» **To do**
Nothing but a number belongs in the answer: the count of lines below that contain the word "least".

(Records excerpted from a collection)
******

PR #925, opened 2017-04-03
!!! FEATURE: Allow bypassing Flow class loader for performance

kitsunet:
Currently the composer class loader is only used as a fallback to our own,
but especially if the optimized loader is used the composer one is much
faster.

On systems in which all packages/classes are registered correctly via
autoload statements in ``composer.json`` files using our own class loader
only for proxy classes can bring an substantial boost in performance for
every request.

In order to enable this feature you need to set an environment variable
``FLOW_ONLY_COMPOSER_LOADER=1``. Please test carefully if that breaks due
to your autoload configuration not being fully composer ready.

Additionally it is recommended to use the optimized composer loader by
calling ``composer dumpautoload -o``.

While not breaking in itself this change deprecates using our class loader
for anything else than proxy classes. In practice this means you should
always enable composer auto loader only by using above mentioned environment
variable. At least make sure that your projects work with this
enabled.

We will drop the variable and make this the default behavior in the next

******

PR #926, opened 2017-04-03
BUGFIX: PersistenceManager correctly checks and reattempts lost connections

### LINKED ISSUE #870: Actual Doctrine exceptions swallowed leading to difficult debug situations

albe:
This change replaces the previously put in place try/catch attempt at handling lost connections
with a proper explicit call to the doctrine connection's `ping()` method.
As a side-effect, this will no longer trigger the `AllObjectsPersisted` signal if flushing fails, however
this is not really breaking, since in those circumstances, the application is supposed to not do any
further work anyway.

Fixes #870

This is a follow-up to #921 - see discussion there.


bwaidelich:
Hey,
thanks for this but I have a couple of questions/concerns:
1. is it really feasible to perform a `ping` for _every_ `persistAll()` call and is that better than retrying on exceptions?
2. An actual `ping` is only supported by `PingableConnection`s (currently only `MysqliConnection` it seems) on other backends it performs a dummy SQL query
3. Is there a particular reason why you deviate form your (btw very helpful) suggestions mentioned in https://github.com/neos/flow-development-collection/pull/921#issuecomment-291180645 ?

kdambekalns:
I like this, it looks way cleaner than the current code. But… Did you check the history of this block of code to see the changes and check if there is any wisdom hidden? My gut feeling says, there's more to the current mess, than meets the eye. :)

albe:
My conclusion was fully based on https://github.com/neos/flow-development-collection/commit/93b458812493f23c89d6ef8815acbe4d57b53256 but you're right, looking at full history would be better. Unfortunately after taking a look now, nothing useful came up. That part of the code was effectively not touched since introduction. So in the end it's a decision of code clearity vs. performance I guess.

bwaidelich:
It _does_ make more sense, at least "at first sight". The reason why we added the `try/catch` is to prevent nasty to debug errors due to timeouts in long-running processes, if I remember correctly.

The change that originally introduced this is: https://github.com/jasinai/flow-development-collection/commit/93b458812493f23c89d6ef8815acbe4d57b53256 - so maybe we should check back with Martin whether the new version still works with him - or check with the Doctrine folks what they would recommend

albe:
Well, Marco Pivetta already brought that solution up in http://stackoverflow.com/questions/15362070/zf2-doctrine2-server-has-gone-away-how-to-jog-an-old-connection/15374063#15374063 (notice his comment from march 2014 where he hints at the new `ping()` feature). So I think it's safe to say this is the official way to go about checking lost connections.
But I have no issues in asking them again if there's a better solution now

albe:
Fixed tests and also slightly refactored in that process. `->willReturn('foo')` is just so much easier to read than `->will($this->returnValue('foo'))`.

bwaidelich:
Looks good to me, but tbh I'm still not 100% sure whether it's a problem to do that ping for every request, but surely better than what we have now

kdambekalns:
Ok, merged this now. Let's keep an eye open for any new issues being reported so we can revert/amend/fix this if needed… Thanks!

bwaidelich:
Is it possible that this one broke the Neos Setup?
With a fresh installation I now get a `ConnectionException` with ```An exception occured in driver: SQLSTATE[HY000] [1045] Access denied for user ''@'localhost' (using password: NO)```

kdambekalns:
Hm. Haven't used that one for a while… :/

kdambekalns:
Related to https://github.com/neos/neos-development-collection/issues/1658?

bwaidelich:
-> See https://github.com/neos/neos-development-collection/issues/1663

******

» **Task answer**
2